2008-04

視察報告・15(2月29日のできごと)函館での閏日

2008年4月16日(水) 晴れ のち くもり

午前中はすこぶる天気が良かったので、本当は早急にやっつけねばならぬ仕事があったのだが仕方なく山へ行って<pukusa プクサ>ギョウジャニンニクを採ってきた。
ゆかいな仲間3軒分に楽しんでもらうくらいはGET!
午後は仕方なく、もとい張り切って仕事に励む。シーズンインを目前に控え、やらねばならぬことがたくさんあるのだ。
もっと早い時期から計画的に事を進めておけばいいんでないかい? ってえのは毎年この時期にこそ思うことである。
どう考えてもやらねばならぬことのほうが、限られた時間を上回っている。
学習能力ゼロ。

すみません、視察報告も延びるだけ延びており…。
でも、まもなく終わりますから。


2月29日(金)のできごと

車中泊がまったく苦痛でない<Kussharo Factory>のスタッフ。
とはいえ、駐車場所を探すのはたいへんなんである。最近は北海道内のみならず内地の方でも「道の駅」が整備されてきているので便利になったが、なまじ街中だとその頼りの道の駅がないのだ。

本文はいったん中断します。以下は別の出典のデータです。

PR #1960, opened 2025-07-16
Update storage tools with last changes from `storage` branch.

fressi-elastic:
This change introduces some improvements from this new feature development branch:
- `Head` class is now a `dataclass` used to pass parameters between methods and to verify responses with the requested parameters.
- It uses a generic `match_url` class method to maps URLS to adapter classes.
- `AdapterRegistry` class skips non-existing modules.
- It adds `list` and `put` methods to `Adapter` interface.
- It adds `MirrorList.from_config` factory method.
- It adds `put` method to `Client` class.
- It adds a `ThreadPoolExecutor` subclass with its `from_config` factory method.
- It makes the `HTTPAdapter` easier to extend.

### DIFF
--- a/esrally/storage/_adapter.py
+++ b/esrally/storage/_adapter.py
@@ -21,6 +21,7 @@ import importlib
 import logging
 import threading
 from abc import ABC, abstractmethod
+from collections.abc import Container
 from dataclasses import dataclass
 from typing import Protocol, runtime_checkable
 
@@ -39,6 +40,9 @@ class Writable(Protocol):
 
     def write(self, data: bytes) -> None:
         pass
+
+
+_HEAD_CHECK_IGNORE = frozenset(["url"])
 
 
 @dataclass
@@ -76,11 +80,14 @@ class Head:
             date=date,
         )
 
-    def check(self, other: Head) -> None:
+    def check(self, other: Head, ignore: Container[str] = _HEAD_CHECK_IGNORE) -> None:
         for field in ("url", "content_length", "accept_ranges", "ranges", "document_length", "crc32c", "date"):
+            if ignore is not None and field in ignore:
+                continue
             want = getattr(self, field)
             got = getattr(other, field)
-            if not ({got, want} & {None, NO_RANGE}) and got != want:
+            # If both got abd want are specified, then they have to match.
+            if all([got, want]) and got != want:
                 raise ValueError(f"unexpected '{field}': got {got}, want {want}")
 
 
--- a/esrally/storage/_adapter.py
+++ b/esrally/storage/_adapter.py
@@ -100,7 +100,7 @@ class Adapter(ABC):
     """Base class for storage class client implementation"""
 
     @classmethod
-    def match_url(cls, url: str) -> str:
+    def match_url(cls, url: str) -> bool:
         """It returns a canonical URL in case this adapter accepts the URL, None otherwise."""
         raise NotImplementedError
 
@@ -184,19 +184,16 @@ class AdapterRegistry:
             self._classes.append(cls)
         return cls
 
-    def get(self, url: str) -> tuple[Adapter, str]:
-        with self._lock:
-            for cls in self._classes:
-                try:
-                    actual_url = cls.match_url(url)
-                    break
-                except NotImplementedError:
-                    continue
-            else:
-                raise ValueError(f"No adapter found for url '{url}'")
+    def get(self, url: str) -> Adapter:
+        for cls in self._classes:
+            if cls.match_url(url):
+                break
+        else:
+            raise ValueError(f"No adapter found for URL: {url}")
 
         adapter = self._adapters.get(cls)
-        if adapter is None:
-            adapter = cls.from_config(self._cfg)
-        self._adapters[cls] = adapter
-        return adapter, actual_url
+        if adapter is not None:
+            return adapter
+
+        self._adapters[cls] = adapter = cls.from_config(self._cfg)
+        return adapter
--- a/esrally/storage/_adapter.py
+++ b/esrally/storage/_adapter.py
@@ -21,7 +21,6 @@ import importlib
 import logging
 import threading
 from abc import ABC, abstractmethod
-from collections.abc import Iterator
 from dataclasses import dataclass
 from typing import Protocol, runtime_checkable
 
@@ -39,13 +38,6 @@ class ServiceUnavailableError(Exception):
 class Writable(Protocol):
 
     def write(self, data: bytes) -> None:
-        pass
-
-
-@runtime_checkable
-class Readable(Protocol):
-
-    def read(self, size: int = -1) -> bytes:
         pass
 
 
@@ -120,13 +112,6 @@ class Adapter(ABC):
         """
 
     @abstractmethod
-    def list(self, url: str) -> Iterator[Head]:
-        """It gets list of file headers.
-        :return: the Head of the remote file.
-        :raises ServiceUnavailableError: in case on temporary service failure.
-        """
-
-    @abstractmethod
     def get(self, url: str, stream: Writable, head: Head | None = None) -> Head:
         """It downloads a remote bucket object to a local file path.
 
@@ -137,20 +122,6 @@ class Adapter(ABC):
             - document_length: the number of bytes to transfer.
             - crc32c the CRC32C checksum of the file.
             - date: the date the file has been modified.
-        :raises ServiceUnavailableError: in case on temporary service failure.
-        """
-
-    @abstractmethod
-    def put(self, stream: Readable, url: str, head: Head | None = None) -> Head:
-        """It uploads a local file object to a remote bucket.
-
-        :param stream: it represents the local file stream where to read data from.
-        :param url: it represents the URL of the remote file object.
-        :param head: it allows to specify optional parameters:
-            - range: the portion of the file to transfer (it must be empty or a continuous range).
-            - document_length: the number of bytes to transfer.
-            - crc32c the CRC32C checksum of the file.
-            - date: the date the file was modified.
         :raises ServiceUnavailableError: in case on temporary service failure.
         """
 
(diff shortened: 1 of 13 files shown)


esrally/storage/_adapter.py
```diff
@@ -78,21 +73,24 @@ def create(
...
             document_length=document_length,
             crc32c=crc32c,
+            date=date,
         )
 
+    def check(self, other: Head) -> None:
+        for field in ("url", "content_length", "accept_ranges", "ranges", "document_length", "crc32c", "date"):
+            want = getattr(self, field)
+            got = getattr(other, field)
+            if not ({got, want} & {None, NO_RANGE}) and got != want:
```
favilo: Maybe put a comment here explaining that this is checking if one of the sets is `None` or `NO_RANGE`? This confused me for a bit.

This is clever code, I generally write it as an `any()` call over a list comprehension, but this is more concise, it's just not as clear, to me, on initial read

esrally/storage/_adapter.py
```diff
@@ -114,33 +112,34 @@ def head(self, url: str) -> Head:
...
+        :param head: it allows to specify optional parameters:
+            - range: portion of the file to transfer (it must be empty or a continuous range).
+            - document_length: the number of bytes to transfer.
+            - crc32c the CRC32C checksum of the file.
+            - date: the date the file has been modified.
         :raises ServiceUnavailableError: in case on temporary service failure.
         """
 
 
 ADAPTER_CLASS_NAMES = ",".join(
```
favilo: Hmm, I'm not sure I like this interface. Could we annotate it as `Final[list[str]]` and just use a list? I don't know if it's the best idea to join and split later.

esrally/storage/_client.py
```diff
@@ -90,7 +93,7 @@ def head(self, url: str, ttl: float | None = None) -> Head:
                     # cached value or error is enough recent to be used.
                     return _head_or_raise(value)
 
-        adapter = self._adapters.get(url)
+        adapter, url = self._adapters.get(url)
```
favilo: I know it's an internal method, but should we use `self.adapters.get()` here? Since you made the `@property`? 

Actually, what was the motivation for having this be a `@property`? Is it just to prevent external modification? If so, that's a perfectly valid reason, I was just curious.

esrally/storage/_http.py
```diff
@@ -82,101 +87,121 @@ def head(self, url: str) -> Head:
...
-    if not got:
-        return None
-    return got == "bytes"
+    @classmethod
+    def _make_head(cls, url: str, headers: CaseInsensitiveDict) -> Head:
+        content_length = cls._content_length_from_headers(headers)
+        accept_ranges = cls._accept_ranges_from_headers(headers)
+        ranges, document_length = cls._content_range_from_headers(headers)
+        hashes = cls._hashes_from_headers(headers)
+        crc32c = hashes.get("crc32c")
```
favilo: Maybe add a comment about specifically not including `date` yet, because it's not supported?

esrally/storage/_http.py
```diff
@@ -82,101 +87,121 @@ def head(self, url: str) -> Head:
...
-    try:
-        value, document_length_text = content_range_text[len("bytes ") :].strip().replace(" ", "").split("/", 1)
-        document_length: int | None = None
-        if document_length_text != "*":
-            document_length = int(document_length_text)
-        return rangeset(value), document_length
-    except ValueError:
-        raise ValueError(f"invalid content range in '{content_range_text}'")
+        if "," in content_range_text:
+            raise ValueError("multi range value is not unsupported")
```
favilo: I don't think you want the double negative here.

esrally/storage/_http.py
```diff
@@ -82,101 +87,121 @@ def head(self, url: str) -> Head:
...
 
+        try:
+            value, document_length_text = content_range_text[len("bytes ") :].strip().replace(" ", "").split("/", 1)
```
favilo: `"bytes "` here feels like a magic value, you've used it twice. Mind pulling it into a variable? Maybe a `Final` called `PREFIX` or something like it?

esrally/storage/_http.py
```diff
@@ -82,101 +87,121 @@ def head(self, url: str) -> Head:
...
+            try:
+                for entry in hashes_text.split(","):
+                    name, value = entry.split("=", 1)
+                    hashes[name] = value
+            except ValueError as e:
+                raise ValueError(f"invalid X-Goog-Hash value: {hashes_text}") from e
+
+        for k, value in headers.items():
+            if k.startswith("x-amz-checksum-"):
+                name = k[len("x-amz-checksum-") :]
```
favilo: Same magic value thing here. Let's pull it into a constant or `Final` variable.

Though I really like the `len(AMZ_PREFIX)` pattern, it make it very clear what we are skipping

tests/storage/adapter_test.py
```diff
@@ -74,31 +92,31 @@ def registry(cfg: Config) -> AdapterRegistry:
 @dataclass()
 class RegistryCase:
     url: str
-    want: type[Adapter] | type[Exception]
+    want_type: type[Adapter] | None = None
```
favilo, line 87: I like this. Thanks for splitting out the wants into valid and error. It feels closer to actual union types in languages with actual union types.

favilo (commented):
Looking pretty good. I've left some comments and questions

esrally/storage/_adapter.py
fressi-elastic: I replaced it with:
```if all([got, want]) and got != want:```

I guest this is simpler, faster and easier to understand.

File: esrally/storage/_client.py (hunk 3 above)
Comment (fressi-elastic) [reply esrally/storage/_client.py]: I just removed the `adapters` property as it is never used. I think it is better if adapters are only used as an implementation details of Client class to keep high and low level separated where possible.

File: esrally/storage/_adapter.py [hunk 9]
```diff
@@ -114,70 +124,79 @@ def head(self, url: str) -> Head:
...
-    ]
-)
-
-
-class AdapterClassEntry(NamedTuple):
-    url_prefix: str
-    cls: type[Adapter]
+ADAPTER_CLASS_NAMES = [
+    "esrally.storage._tracks:TracksRepositoryAdapter",
+    "esrally.storage._s3:S3Adapter",
```
gbanasiak, line 143: These will come later?

esrally/storage/_http.py
fressi-elastic: True!

esrally/storage/_adapter.py
```diff
@@ -114,70 +124,79 @@ def head(self, url: str) -> Head:
...
 
-    def register_class(self, cls: type[Adapter], prefixes: Iterable[str]) -> type[Adapter]:
+    def register_class(self, cls: type[Adapter]) -> type[Adapter]:
         with self._lock:
-            for p in prefixes:
-                self._classes.append(AdapterClassEntry(p.strip(), cls))
-            # The list of adapter classes is kept sorted from the longest prefix to the shorter to ensure that matching
-            # a shorter URL prefix will never hide matching a longer one.
-            self._classes.sort(key=lambda e: len(e.url_prefix), reverse=True)
+            self._classes.append(cls)
```
gbanasiak, line 184: What is the rationale for abandoning the longest-match approach?

esrally/storage/_http.py
fressi-elastic: Done.

esrally/storage/_adapter.py
```diff
@@ -114,70 +124,79 @@ def head(self, url: str) -> Head:
...
         return cls
 
-    def get(self, url: str) -> Adapter:
+    def get(self, url: str) -> tuple[Adapter, str]:
```
gbanasiak: Why this change of returned type? Wouldn't it be enough to keep returning adapter alone?

gbanasiak (commented):
This looks good. I left some questions to understand this change better.

esrally/storage/_adapter.py
fressi-elastic: This gives the adapter class the option of changing the URL, but I think it is not very nice to have as it could generate confusion when debugging configuration problems. I am going to revert it.

fressi-elastic: Corrected.

esrally/storage/_adapter.py
fressi-elastic: The main reason is because the now `s3` adapter (not included here) was matching also some https URLS that was directed to amazon, following the virtual host schema, where the bucket name is embedded at the beginning of the hostname. But after thinking it twice I think we should always bind https adapter for https URLs and s3 adapter for s3 urls so that it would be simpler to understand the expected behavior when debugging mirrors configuration. So There is no more strong reasons not to restore the original implementation.
Anyway it is simpler to understand if the order of adapters is explicitly given, so that the user has the option to fix it in case he wants by editing the configuration file.

esrally/storage/_adapter.py
fressi-elastic: Yes it is coming later. Having this here will no make difference at this point as a failure importing it, it will make it just skipping its adapter class. This is desired as after having it, `esrally` should be able to work with other adapters in case s3 library (boto3) is not installed.

esrally/storage/_adapter.py
fressi-elastic: @gbanasiak This make sense to you?

esrally/storage/_adapter.py
fressi-elastic: @ gbanasiak Shall I remove it for now?

gbanasiak: It's fine, thanks for explanations.

esrally/storage/_adapter.py
gbanasiak: Yes, thanks for explanations.

gbanasiak (approved):
LGTM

やはりトイレだけは歩いて行ける距離にあってほしい。そんなフリーの駐車スペースを探してウロウロし、昨晩はやっと見つけた函館市内某所で眠りについたのだった。

夢うつつの中、なにやら人の声が聞こえる。それもかなり間近に。
だんだんと頭の中がクリアになっていくにつれ、それは現実のことだと思い知らされるのであった。

な、なんと!?
一人や二人の会話ではない。複数の人たちが<Kussharo Factory>の車を囲んで話し込んでいるカンジだ。
幸か不幸か、外気の寒さでガラスはびっしりと曇っており、外のようすを窺うことができない。見えない人の気配にビックリして吠え出しそうな看板犬をなだめすかし、沈黙を維持する。

果たして−。
ラジオの音まで流れ出した。り、理解できん。何事じゃ。時計の針はまだ6時を過ぎたばかりである。朝の6時といったらまだ暗く…はなかった。ぼけぼけの頭の中に場違いなくらい明るいけたたましい声が侵入してきた。
「今朝も元気にラジオ体操を始めましょう!」
…………。

4年に1度しか巡ってこないという日は、こうして劇的に幕を開けたのだった。


開館時間を待って、函館市北方民族資料館(大人1人300円)へ。
http://www.zaidan-hakodate.com/hoppominzoku/min.htm
エントランスには、コロポックルの像を囲むようにドドーンとアイヌ風俗絵巻が取り囲んでいた。
08041601

像だけは写真に撮っていいと言われたのだが。すみません、どうしても周りが写ってしまいまして…。

幕末から明治にかけて活躍したアイヌ絵師・平澤屏山が残した「アイヌ風俗十二ケ月屏風」の原本は、この資料館から近い市立函館博物館に所蔵されているという。
屏風好きな<Kussharo Factory>の入館料支払い担当は、ついつい1枚ずつをじーっくり見てしまっていた。
すると人のよさそうな学芸員さんが近づいてきて、ご丁寧に説明してくださるんである。

「コレは何を意味していると思います?」
「実は○○なんですよ!」
ジェスチャーを交え、声の強弱を効果的に操り、20分近くも。気が小さいもんで、まさか「知っています」とか、ぶつけられた質問にしっかり答えたらマズいべなあ、などと考えながら聞いていたからよけいに疲れてしまった。
けれど、これだけ熱心に説明してくれるということはとてもありがたいことである。トークの勉強にもなったし。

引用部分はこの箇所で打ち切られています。